Alec picked it up. “You missed the coatrack. Your sister isn’t your maid.” Whether it was size differential, age, or pure intimidation, Troy followed the instruction. But as he grabbed up the jacket, Aaron saw a tattoo on his forearm. It looked raw and fresh. He also knew it looked like trouble.
“Hey, Troy, give me a hand,” Honor said.
He brushed by his brothers, pushing down his shirtsleeve as he went.
Honor passed him a platter that looked like it belonged in a foodie magazine spread. “Oh shoot, I wanted to try a California chardonnay with this—2011 vintage. Stefan recommended it.” She saw her brothers’ unimpressed expressions. “I think he’s part owner of the vineyard.” Their faces remained equally blasé. “Oh, never mind. I’ll get it. It’s in the garage fridge.”
“No, let me,” Alec said. He offered a backward glance, exiting through the service porch and out to the detached garage.
“Thanks,” she called after him. “So, Troy, how was work?”
“Fine.” He glanced at his brother and sister. “What? It’s a pizza place. We didn’t get robbed. That would be the only news worth reporting.” As Troy made his way to the table, Aaron got a solid whiff of him. His brother should have smelled like pepperoni. Instead, it was a potent combination of liquor and
perfume. He recognized it—a flowery scent that had stayed in his nose long after Chloe Pike exited his bathroom.
“Did you come here straight from work?” he asked.
“No.”
The three of them sat, and Aaron waited for Honor to ask for further explanation. She didn’t.
Troy finally obliged. “You saw me come in with the milk. Explanation enough for you?” he said, challenging Aaron.
The phone rang, and Honor squinted at the caller I.D. “I need to get that. It’s my produce man. I’m setting up my first delivery for Abstract Enchantment.”
Aaron and Troy padded her exit with two forced smiles. Honor moved toward the foyer, talking about morel mushrooms and out of season strawberries. After that it was all crickets and cutlery sounds. Aaron’s knife finally hit his plate with a clank that demanded Troy’s attention. “No, I don’t think it is—enough explanation.

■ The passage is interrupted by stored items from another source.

PR #24053, opened 2023-11-12
OSX migrate to NSCell based renderer (2nd attempt)

csomor:
the old HITheme renderer does not support dark mode for the disclosure button, we should move to use NSCells for rendering in the future, see #24002, replaces PS #24004 with better history of file renderer.mm


csomor:
Hi @vadz I've tried to setup things correctly for keeping renderer's history, if you think it's ok, then we could merge it, the graphical glitches I've encountered in propgrid (checkbox' focus rects remaining) are already present in the old implementation.

src/osx/cocoa/renderer.mm
```diff
@@ -162,13 +192,62 @@ wxRendererNative& wxRendererNative::GetDefault()
     return s_rendererMac;
 }
 
+wxRendererMac::wxRendererMac()
+{
+#if wxOSX_USE_NSCELL_RENDERER
+    m_nsPushButtonCell = [[NSButtonCell alloc] initTextCell:@""];
```
vadz, line 198: Do you think it could be worth to allocate all these cells on demand only, i.e. only when a renderer method using it is called for the first time? Or are cells so cheap to create that it's not worth optimizing this?

I'm just a bit wary of adding more and more things unconditionally done on every application startup, each of them doesn't cost much but sooner or later they're going to add up to something noticeable.

vadz (commented):
Thanks a lot, I'm all for merging this, just please let me know if you think it could be worth to create the cells on demand.

src/osx/cocoa/renderer.mm
csomor: The CPU on my M1 is 6 msec for the allocating all cells, so at the moment I'd rather leave it like that, if that time is ok

vadz: To be honest, 6ms doesn't seem negligible to me: I've just tested and with the debug build of wxGTK (I was too lazy to rebuild in release, but it should be smaller there) the time-to-first-paint is 60ms, i.e. it's 10% of the total startup time.

If you'd like, I can make the changes to create them on demand, but I'd just like to ask you to test them because I'm not sure how to do it.

csomor: > If you'd like, I can make the changes to create them on demand, but I'd just like to ask you to test them because I'm not sure how to do it.

@vadz I'd very much appreciate that, I'll test it, thanks :-)

vadz: I've pushed my changes now (includes a warning fix I was getting here), please let me know if I did anything stupid. TIA!

csomor:
@vadz Thanks a lot, I've just added a small change, I'm all for merging this ....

Do they serve liquor at Manny’s?”
“What?”
“You smell like a bottle of 80-proof scotch.”
Troy’s stare didn’t back down. “I had a drink with a friend before coming home. Did you plan on shooting me for that?”
The dig was evident, but Aaron ignored it.
“I don’t need shit from you—bro. Honor freaks if I’m doing anything but the straight and narrow. She gets mega bent when I mention shit like stopping off somewhere. So I don’t.” He narrowed his eyes. “Can’t fucking imagine what puts those kinds of ideas in her head, can you?”
Aaron kept his cool. No way was a twenty-one-year-old punk kid, even if he was his brother, going to rattle him. “You’re of age. And we know I was doing plenty worse back then. So forget the booze. You’re right—it’s not a big deal. How about you explain this instead?” He grabbed Troy’s arm in a grip that said the kid might as well be handcuffed. Aaron shoved up his shirtsleeve. “That’s a gang symbol, bro—or do you want to tell me it’s the family crest at Manny’s Pizzeria?”
“Fuck you,” Troy spat back. He reclaimed his arm, but only because Aaron willingly gave up possession. “I don’t have to explain any body art to you. At least I wear my ink out and proud.”